Bruna y Ahumada, Francisco de. Granada, 31.VII.1719 – Sevilla, 27.IV.1807. Oidor decano de la Real Audiencia de Sevilla, honorario del Supremo Consejo y Cámara de Castilla y del Estado, alcalde de los Reales Alcázares, caballero de la Orden de Calatrava.

Francisco de Bruna era el primogénito de Andrés de Bruna y de María Luisa de Ahumada. Su padre ostentó los más altos cargos de la magistratura española: oidor en Granada, presidente de la Audiencia de Mallorca, presidente de la Chancillería en Valladolid y consejero de Castilla. Su madre, natural de Ronda, era hermana del marqués de las Amarillas, que hizo una notable carrera militar en Italia y ocupó el virreinato de México.

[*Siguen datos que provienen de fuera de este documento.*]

PR #2527, opened 2025-04-28
feat(components): InputEmail V2 without RHF

edison-cy-yang:
## Motivations

Current `InputEmail` uses `FormField` for the input styling and logic, and `FormField` uses RHF. We want to decouple the use of RHF so RHF instances outside of the component do not cause issues.

The decoupled version of `InputEmail` has version=2

### Added

- `InputEmail.rebuilt` component without dependency on RHF

### Changed

- `index.ts` -> `index.tsx` to conditionally render different `InputEmail` versions with `version` prop

### Deprecated

- 

### Removed

- 

### Fixed

- 

### Security

- 

## Testing

`InputEmail` v1 should be unchanged

`InputEmail` v2 should continue to work how you'd expect it:

onBlur/onFocus/onChange
props like inline, disabled, size etc

"Version comparison" story added to showcase v1 and v2 with the same props

Changes can be

---

Random photo of Atlantis


packages/components/src/InputEmail/InputEmail.rebuilt.tsx
```diff
@@ -0,0 +1,92 @@
...
+      clearable={props.clearable ?? "never"}
+      onClear={handleClear}
+      wrapperRef={wrapperRef}
+      maxLength={props.maxLength}
+      disabled={props.disabled}
+      type="email"
+      value={props.value}
+    >
+      <input
+        {...fieldProps}
```
edison-cy-yang, line 81: As I was going through this part, I almost wondered if we should be explicitly setting these props instead of just spreading most of them, considering that we want to avoid abstraction and duplicate now, then figure out what can be abstracted

docs/components/InputEmail/Web.stories.tsx
```diff
@@ -19,3 +22,233 @@ export const Basic = BasicTemplate.bind({});
...
+          "Size small",
+          {
+            placeholder: "Small input",
+            size: "small",
+            ...extraProps,
+          },
+          "sizeSmall",
+        )}
+
+        {renderBothVersions(
```
MichaelParadis, line 173: I think a [readonly](https://github.com/GetJobber/atlantis/blob/JOB-121642-do-it/docs/components/InputText/Web.stories.tsx#L110) variant would be useful like `InputText` has

packages/components/src/InputEmail/InputEmail.rebuilt.tsx
```diff
@@ -0,0 +1,92 @@
...
+        ref={inputRef}
+        type="email"
```
MichaelParadis, line 83: We should probably add [inputMode](https://developer.mozilla.org/en-US/docs/Web/HTML/Reference/Elements/input#inputmode) as well

packages/components/src/InputEmail/InputEmail.types.ts
```diff
@@ -0,0 +1,60 @@
...
+/**
+ * Experimental version 2 of the InputEmail component.
+ * Do not use unless you have talked with Atlantis first.
+ */
+export interface InputEmailRebuiltProps
+  extends Omit<
+    React.InputHTMLAttributes<HTMLInputElement>,
+    | "onChange"
+    | "onBlur"
+    | "maxLength"
```
MichaelParadis, line 23: This omit isn't needed since `input` takes a `maxLength` that is the same as the one you have defined below

packages/components/src/InputEmail/InputEmail.rebuilt.tsx
edison-cy-yang: According to [MDN docs](https://developer.mozilla.org/en-US/docs/Web/HTML/Reference/Global_attributes/inputmode#email), inputs that require email should just use type="email" instead

MichaelParadis: That makes sense to me. Feel free to ignore this. I think I confused textInput on RN which if you don't do that it will give you a regular keyboard without the @ key easily accessible

edison-cy-yang: let me test if it makes a difference in mobile web

MichaelParadis: It looks to work for me on Android

edison-cy-yang: looks like type="email" already prompts for the keyboard with @

MichaelParadis (approved):
LGTM!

Francisco tuvo tres hermanos: Bartolomé, oidor de la Real Audiencia de Sevilla; Fabiana, casada con José Navarro, oidor de la Real Audiencia de Sevilla, y Teresa, casada con Antonio Malte Meléndez, oidor también de la Real Audiencia de Sevilla.

Aunque el mayorazgo de los Bruna se encuentra en Lucena, provincia de Córdoba, Francisco se educó en Sevilla, en el Colegio Universidad de Santa María de Jesús. A los diecinueve años, Francisco de Bruna actuaba ya como licenciado en Cánones y, en 1741, era catedrático consiliario y doctor en Cánones y Derecho. Desde tiempos tempranos compaginó su trabajo en la Universidad con la Magistratura y, en 1944, se contaba entre la nómina de los oidores de la Real Audiencia de los Grados de Sevilla. Vivió siempre en Sevilla y declinó cuantos ofrecimientos le hicieron para incorporarse a la Corte de Madrid, alegando razones de salud. Mantuvo, sin embargo, frecuente contacto con la capital a través de sus viajes y su correspondencia.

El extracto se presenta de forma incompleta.